- **Supplied records**:
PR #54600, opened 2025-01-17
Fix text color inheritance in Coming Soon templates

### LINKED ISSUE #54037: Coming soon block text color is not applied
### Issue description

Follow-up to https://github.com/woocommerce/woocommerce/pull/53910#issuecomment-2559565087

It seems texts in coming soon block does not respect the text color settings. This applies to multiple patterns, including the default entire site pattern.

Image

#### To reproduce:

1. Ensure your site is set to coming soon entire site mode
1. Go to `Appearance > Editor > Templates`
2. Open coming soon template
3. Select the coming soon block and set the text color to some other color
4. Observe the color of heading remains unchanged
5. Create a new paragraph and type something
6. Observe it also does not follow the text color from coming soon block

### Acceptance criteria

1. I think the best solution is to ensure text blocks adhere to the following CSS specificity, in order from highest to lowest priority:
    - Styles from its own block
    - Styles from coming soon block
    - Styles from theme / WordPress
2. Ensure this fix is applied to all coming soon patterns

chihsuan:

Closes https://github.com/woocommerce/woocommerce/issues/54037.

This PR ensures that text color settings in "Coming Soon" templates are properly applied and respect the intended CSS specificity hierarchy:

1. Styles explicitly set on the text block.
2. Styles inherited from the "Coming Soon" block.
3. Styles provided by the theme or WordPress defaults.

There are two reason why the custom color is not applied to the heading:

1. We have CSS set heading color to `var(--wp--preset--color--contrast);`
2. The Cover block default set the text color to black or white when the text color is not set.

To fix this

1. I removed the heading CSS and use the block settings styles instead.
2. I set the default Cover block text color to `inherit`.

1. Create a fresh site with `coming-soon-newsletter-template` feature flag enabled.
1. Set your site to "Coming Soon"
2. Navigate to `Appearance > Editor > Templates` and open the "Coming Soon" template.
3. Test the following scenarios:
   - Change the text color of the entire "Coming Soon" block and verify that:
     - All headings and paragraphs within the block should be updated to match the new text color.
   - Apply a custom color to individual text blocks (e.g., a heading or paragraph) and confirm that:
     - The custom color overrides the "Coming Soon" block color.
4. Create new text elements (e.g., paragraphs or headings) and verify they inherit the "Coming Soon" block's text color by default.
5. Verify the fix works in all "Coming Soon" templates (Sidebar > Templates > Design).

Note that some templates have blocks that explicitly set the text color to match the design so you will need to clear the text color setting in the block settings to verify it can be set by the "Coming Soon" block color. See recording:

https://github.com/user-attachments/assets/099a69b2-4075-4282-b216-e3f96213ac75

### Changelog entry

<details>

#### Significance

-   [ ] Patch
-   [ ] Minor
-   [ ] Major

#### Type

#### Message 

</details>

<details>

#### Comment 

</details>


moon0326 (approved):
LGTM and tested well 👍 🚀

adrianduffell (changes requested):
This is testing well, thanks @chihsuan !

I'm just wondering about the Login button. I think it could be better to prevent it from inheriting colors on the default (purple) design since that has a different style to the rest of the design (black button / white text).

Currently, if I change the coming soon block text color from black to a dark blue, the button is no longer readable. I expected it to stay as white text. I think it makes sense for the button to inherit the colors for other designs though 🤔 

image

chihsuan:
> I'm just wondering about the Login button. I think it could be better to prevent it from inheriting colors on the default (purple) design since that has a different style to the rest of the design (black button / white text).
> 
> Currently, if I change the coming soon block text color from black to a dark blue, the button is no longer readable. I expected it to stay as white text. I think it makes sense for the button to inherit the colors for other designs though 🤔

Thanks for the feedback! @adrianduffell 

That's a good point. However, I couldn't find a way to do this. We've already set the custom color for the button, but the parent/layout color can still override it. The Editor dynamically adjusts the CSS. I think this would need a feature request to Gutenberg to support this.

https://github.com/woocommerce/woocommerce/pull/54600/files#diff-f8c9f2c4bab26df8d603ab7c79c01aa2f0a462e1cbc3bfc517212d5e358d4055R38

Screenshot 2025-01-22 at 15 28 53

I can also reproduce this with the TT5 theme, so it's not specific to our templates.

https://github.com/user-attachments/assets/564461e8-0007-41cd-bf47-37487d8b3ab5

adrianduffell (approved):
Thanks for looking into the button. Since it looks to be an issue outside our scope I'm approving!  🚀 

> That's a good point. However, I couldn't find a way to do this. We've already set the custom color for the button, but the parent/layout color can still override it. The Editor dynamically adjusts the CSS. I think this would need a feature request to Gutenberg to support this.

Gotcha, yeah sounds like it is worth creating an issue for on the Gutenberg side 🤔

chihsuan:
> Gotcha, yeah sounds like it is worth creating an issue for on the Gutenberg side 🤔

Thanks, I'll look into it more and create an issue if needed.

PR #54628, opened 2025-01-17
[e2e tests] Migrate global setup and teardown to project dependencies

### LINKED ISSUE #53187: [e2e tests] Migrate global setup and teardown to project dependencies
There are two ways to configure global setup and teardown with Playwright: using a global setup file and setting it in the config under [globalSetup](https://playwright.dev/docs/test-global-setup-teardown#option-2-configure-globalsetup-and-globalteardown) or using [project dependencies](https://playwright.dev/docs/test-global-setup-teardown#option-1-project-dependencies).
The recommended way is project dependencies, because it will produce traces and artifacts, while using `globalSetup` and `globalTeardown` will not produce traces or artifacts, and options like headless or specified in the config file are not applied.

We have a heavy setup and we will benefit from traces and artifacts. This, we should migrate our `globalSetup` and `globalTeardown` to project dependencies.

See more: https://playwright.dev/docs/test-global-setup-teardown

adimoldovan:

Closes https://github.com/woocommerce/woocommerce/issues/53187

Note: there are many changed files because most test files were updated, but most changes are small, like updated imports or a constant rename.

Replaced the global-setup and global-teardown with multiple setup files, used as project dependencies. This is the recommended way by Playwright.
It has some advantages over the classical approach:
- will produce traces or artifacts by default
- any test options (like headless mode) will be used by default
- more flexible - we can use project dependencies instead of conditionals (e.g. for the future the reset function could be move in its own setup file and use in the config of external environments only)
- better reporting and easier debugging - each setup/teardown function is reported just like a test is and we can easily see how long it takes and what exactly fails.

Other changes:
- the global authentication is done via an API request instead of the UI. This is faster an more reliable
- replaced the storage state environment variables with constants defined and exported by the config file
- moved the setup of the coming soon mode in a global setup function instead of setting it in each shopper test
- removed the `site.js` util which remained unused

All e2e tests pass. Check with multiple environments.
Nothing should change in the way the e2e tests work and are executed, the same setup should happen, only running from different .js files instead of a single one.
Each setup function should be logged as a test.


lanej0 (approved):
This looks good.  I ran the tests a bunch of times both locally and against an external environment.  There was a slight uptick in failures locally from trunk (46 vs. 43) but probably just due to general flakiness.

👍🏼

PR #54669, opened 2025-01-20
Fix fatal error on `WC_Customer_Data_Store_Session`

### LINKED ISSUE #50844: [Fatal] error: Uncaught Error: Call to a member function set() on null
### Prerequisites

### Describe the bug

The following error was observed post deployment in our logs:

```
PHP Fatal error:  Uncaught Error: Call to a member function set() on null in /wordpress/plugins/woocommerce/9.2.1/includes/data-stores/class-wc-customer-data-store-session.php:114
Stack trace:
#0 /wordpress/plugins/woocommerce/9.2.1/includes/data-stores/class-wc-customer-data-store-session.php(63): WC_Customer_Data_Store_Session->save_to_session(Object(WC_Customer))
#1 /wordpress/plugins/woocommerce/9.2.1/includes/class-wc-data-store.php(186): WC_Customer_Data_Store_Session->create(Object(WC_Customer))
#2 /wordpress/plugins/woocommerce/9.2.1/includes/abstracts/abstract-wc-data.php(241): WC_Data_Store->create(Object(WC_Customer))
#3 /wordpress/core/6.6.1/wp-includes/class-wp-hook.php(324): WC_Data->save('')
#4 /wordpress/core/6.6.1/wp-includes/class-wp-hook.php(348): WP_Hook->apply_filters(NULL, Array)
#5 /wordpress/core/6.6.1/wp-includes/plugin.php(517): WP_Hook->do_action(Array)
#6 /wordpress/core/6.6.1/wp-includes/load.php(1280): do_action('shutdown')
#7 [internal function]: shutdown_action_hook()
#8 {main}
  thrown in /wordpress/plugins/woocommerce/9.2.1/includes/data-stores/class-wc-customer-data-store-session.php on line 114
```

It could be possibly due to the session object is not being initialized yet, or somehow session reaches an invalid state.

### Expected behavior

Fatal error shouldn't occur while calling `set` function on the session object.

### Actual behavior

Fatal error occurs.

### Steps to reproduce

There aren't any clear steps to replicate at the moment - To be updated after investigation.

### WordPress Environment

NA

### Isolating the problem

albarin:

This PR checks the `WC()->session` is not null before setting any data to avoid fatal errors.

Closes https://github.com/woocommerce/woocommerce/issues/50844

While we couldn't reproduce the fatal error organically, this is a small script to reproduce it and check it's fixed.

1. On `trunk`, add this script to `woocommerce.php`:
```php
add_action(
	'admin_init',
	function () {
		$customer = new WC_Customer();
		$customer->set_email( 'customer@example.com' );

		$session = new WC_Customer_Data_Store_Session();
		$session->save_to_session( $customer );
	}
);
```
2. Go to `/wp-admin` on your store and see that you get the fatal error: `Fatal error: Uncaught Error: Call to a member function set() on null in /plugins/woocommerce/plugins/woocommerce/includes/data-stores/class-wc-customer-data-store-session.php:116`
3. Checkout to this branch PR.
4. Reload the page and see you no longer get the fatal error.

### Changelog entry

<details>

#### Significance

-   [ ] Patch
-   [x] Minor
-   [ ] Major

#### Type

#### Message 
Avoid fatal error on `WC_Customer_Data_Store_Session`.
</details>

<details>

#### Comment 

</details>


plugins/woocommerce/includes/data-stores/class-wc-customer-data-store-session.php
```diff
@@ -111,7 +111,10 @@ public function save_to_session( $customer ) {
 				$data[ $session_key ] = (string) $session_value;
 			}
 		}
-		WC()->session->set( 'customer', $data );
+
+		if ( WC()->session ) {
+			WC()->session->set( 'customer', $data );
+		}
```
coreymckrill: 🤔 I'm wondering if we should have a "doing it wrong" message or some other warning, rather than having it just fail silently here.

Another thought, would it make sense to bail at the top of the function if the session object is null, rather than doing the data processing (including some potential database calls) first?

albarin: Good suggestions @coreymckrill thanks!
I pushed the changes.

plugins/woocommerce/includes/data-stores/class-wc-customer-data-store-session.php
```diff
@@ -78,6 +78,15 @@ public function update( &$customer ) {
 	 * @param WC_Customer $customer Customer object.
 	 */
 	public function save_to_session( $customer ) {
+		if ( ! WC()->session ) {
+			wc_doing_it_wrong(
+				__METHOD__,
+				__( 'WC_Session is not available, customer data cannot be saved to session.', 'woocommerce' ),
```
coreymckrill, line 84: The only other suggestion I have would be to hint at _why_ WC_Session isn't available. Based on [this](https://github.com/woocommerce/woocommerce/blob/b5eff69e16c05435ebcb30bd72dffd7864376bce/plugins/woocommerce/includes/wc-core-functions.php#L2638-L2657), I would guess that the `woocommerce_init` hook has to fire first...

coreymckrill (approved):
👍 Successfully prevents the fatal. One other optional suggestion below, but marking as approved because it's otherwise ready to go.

- **Task directions**:
Wherever the string "artifacts" is found in the listing above, copy the line that contains it.

- **Written answer**:
The recommended way is project dependencies, because it will produce traces and artifacts, while using `globalSetup` and `globalTeardown` will not produce traces or artifacts, and options like headless or specified in the config file are not applied.
We have a heavy setup and we will benefit from traces and artifacts. This, we should migrate our `globalSetup` and `globalTeardown` to project dependencies.
- will produce traces or artifacts by default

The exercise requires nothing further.